Work task: Among the entries, which lines carry the string "satisfy"? Copy every one.

━━━

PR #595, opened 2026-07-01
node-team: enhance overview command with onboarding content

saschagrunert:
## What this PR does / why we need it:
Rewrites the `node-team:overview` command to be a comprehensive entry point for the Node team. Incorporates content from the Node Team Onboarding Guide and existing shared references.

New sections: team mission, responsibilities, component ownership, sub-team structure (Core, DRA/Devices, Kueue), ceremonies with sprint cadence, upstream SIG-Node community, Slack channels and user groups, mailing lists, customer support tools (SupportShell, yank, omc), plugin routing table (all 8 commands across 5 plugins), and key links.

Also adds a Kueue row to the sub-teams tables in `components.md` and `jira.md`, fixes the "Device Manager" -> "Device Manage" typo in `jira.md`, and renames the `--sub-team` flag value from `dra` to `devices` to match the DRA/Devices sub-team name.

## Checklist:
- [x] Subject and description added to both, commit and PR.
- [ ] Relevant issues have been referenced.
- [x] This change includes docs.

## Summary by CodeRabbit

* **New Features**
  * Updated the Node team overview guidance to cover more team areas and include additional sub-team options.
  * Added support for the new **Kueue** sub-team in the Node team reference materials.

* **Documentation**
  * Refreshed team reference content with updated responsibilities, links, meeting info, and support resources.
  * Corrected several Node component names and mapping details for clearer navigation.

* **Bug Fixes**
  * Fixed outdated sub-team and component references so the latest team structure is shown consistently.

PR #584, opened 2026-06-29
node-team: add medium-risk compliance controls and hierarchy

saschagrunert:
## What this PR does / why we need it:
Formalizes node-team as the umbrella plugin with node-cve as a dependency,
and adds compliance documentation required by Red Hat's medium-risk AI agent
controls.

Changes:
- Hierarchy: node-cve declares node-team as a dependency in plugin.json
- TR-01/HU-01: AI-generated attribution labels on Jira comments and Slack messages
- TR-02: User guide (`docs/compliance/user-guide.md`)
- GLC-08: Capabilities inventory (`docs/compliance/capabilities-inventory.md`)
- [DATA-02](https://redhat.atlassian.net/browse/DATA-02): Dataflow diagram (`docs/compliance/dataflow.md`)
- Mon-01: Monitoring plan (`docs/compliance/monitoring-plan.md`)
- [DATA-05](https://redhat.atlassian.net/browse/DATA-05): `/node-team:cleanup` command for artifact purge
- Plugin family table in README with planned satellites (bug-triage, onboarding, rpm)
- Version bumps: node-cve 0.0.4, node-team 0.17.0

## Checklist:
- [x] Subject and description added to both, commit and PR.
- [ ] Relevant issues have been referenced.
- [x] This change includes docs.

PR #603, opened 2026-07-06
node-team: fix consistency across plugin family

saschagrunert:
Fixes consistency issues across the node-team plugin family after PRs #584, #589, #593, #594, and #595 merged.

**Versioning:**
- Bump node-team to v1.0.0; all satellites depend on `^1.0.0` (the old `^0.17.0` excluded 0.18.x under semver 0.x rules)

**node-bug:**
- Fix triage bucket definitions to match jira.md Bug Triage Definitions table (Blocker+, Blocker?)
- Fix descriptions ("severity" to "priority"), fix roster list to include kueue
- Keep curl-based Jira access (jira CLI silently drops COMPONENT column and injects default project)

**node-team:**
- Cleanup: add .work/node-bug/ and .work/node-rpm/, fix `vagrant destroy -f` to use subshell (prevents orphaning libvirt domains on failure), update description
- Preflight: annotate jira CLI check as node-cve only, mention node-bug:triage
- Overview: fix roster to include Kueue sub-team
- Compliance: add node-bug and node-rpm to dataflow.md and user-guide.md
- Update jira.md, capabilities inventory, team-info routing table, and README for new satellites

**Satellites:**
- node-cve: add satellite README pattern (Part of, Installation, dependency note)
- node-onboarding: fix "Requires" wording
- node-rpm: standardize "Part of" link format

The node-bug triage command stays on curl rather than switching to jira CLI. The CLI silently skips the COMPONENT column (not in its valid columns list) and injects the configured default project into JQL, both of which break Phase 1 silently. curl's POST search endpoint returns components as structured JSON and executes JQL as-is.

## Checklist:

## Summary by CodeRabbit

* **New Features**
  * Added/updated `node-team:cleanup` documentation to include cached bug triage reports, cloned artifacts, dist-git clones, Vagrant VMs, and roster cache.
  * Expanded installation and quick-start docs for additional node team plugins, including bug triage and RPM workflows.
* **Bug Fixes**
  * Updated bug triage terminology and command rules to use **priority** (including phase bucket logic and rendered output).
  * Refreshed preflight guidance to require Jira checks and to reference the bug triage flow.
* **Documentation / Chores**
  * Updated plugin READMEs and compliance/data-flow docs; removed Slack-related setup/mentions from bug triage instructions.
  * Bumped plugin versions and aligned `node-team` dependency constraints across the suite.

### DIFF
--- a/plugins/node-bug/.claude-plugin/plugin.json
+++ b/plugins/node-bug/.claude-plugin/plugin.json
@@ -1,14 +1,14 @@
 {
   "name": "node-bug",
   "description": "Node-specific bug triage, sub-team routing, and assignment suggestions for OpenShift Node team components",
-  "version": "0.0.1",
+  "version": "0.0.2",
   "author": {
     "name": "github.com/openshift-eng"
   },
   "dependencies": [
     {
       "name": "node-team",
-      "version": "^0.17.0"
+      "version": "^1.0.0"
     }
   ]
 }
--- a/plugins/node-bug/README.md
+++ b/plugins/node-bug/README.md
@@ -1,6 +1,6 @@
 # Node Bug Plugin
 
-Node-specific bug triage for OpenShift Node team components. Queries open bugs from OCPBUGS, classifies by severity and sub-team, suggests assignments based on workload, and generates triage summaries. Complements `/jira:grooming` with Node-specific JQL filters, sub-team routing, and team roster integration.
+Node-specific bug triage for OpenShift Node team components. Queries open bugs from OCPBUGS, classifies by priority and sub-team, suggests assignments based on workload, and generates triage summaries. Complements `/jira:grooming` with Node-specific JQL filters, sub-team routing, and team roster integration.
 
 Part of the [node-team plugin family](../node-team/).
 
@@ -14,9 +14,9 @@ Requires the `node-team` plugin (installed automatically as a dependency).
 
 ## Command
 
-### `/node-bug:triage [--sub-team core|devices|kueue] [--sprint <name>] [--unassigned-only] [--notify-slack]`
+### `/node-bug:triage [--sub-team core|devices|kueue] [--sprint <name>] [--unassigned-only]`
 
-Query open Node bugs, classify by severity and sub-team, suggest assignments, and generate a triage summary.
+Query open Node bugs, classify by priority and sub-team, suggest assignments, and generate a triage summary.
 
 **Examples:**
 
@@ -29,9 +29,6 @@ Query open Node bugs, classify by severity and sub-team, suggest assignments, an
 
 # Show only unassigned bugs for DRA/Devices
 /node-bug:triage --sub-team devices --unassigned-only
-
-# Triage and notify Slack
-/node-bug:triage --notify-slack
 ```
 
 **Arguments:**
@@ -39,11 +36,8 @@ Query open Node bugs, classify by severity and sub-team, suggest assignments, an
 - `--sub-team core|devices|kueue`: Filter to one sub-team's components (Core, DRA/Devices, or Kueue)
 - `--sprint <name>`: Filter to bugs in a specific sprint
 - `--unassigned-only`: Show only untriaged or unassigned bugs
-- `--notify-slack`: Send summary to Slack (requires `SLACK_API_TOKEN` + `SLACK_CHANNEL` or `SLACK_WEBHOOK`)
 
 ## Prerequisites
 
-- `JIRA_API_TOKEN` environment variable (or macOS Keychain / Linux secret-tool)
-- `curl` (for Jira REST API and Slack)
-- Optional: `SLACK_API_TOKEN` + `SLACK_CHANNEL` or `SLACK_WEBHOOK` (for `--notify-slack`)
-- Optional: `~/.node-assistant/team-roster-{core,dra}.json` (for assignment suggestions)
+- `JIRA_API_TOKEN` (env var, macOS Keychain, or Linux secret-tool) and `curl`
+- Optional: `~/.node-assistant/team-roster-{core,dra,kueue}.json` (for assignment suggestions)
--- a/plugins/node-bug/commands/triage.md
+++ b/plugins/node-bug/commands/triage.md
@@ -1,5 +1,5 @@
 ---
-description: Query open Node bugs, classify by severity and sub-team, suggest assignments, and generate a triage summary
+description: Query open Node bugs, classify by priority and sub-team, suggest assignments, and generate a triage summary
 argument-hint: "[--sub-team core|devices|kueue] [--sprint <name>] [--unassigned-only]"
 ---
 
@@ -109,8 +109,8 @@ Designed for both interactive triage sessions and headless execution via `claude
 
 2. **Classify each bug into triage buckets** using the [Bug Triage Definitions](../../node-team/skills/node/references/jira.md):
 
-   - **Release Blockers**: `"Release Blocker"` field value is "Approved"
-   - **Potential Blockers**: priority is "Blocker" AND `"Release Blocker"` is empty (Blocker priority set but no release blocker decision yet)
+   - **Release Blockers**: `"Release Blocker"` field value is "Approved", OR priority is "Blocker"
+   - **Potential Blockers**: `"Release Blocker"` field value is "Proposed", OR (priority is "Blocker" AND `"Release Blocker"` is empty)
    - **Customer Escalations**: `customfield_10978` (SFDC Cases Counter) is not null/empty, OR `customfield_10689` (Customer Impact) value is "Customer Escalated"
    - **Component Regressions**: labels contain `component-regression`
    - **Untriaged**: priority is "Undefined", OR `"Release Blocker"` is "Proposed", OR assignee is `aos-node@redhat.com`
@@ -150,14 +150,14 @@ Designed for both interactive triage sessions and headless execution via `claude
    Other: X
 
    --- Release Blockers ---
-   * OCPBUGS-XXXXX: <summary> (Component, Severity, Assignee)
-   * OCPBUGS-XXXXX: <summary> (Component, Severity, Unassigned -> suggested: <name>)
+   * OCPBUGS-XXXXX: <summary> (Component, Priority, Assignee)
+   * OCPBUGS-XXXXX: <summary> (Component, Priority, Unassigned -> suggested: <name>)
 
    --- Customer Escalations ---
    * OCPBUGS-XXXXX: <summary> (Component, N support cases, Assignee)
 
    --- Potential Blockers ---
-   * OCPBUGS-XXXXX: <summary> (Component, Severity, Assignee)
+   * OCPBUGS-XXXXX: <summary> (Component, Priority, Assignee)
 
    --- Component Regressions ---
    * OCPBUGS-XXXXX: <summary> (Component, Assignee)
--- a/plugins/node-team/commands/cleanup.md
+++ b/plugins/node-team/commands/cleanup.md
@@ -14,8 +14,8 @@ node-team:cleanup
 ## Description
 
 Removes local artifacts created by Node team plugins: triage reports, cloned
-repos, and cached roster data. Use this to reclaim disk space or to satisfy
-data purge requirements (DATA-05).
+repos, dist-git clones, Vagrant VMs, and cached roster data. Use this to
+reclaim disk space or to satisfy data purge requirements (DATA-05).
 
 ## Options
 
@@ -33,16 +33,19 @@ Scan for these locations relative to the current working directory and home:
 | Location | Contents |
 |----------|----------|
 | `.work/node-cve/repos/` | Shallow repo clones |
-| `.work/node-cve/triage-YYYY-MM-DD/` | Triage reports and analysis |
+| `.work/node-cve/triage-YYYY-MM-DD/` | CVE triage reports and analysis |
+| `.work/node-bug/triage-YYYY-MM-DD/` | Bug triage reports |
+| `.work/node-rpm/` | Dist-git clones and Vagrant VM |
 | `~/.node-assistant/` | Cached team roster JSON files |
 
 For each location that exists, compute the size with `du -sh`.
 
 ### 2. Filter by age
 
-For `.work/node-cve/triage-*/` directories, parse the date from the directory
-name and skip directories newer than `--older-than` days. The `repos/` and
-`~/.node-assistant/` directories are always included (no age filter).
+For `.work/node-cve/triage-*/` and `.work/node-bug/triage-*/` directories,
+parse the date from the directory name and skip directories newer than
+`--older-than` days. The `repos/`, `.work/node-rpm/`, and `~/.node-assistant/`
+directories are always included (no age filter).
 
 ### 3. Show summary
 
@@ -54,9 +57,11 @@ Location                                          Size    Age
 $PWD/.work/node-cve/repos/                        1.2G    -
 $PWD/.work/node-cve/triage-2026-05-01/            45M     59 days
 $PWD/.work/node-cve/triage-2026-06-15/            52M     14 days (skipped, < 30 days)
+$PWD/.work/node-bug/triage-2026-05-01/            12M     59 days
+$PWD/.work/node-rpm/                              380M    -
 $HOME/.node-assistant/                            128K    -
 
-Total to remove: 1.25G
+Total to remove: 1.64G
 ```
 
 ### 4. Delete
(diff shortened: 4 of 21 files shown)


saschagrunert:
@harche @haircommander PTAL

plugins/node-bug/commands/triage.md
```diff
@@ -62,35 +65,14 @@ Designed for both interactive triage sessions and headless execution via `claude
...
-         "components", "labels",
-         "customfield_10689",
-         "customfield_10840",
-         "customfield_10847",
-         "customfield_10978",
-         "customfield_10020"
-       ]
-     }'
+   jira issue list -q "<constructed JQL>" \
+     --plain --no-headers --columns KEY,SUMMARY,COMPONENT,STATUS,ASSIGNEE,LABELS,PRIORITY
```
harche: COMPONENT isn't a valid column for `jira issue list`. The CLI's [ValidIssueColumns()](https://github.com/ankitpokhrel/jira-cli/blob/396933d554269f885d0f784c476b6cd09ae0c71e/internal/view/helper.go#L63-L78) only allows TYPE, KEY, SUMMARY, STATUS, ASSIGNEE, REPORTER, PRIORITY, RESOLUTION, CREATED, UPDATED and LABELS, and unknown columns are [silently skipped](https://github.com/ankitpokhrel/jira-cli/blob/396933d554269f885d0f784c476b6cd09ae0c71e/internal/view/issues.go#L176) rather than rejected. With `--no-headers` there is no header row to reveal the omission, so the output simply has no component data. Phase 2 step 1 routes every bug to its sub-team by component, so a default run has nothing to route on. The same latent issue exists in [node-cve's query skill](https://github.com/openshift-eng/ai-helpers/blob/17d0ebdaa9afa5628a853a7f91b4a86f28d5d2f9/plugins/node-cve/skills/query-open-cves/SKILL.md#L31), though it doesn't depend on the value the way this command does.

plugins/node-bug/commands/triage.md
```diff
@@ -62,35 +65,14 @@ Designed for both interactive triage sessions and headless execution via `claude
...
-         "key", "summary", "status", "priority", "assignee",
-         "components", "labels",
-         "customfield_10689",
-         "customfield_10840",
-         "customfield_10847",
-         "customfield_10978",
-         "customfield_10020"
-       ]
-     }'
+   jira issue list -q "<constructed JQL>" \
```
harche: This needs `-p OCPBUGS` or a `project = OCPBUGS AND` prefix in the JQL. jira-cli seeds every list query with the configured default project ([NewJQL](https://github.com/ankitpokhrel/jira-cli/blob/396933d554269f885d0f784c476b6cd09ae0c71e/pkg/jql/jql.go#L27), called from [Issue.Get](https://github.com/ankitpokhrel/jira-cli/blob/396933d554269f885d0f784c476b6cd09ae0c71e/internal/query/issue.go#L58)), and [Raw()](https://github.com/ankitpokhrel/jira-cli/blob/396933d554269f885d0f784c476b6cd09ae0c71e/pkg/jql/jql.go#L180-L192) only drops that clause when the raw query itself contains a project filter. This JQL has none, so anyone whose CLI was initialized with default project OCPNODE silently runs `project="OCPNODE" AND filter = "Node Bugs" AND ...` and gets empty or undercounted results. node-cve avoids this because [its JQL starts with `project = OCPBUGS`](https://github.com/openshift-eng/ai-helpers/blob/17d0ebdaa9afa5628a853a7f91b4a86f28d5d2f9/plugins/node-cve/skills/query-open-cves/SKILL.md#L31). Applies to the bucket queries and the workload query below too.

━━━

Worked solution:
-repos, and cached roster data. Use this to reclaim disk space or to satisfy
+reclaim disk space or to satisfy data purge requirements (DATA-05).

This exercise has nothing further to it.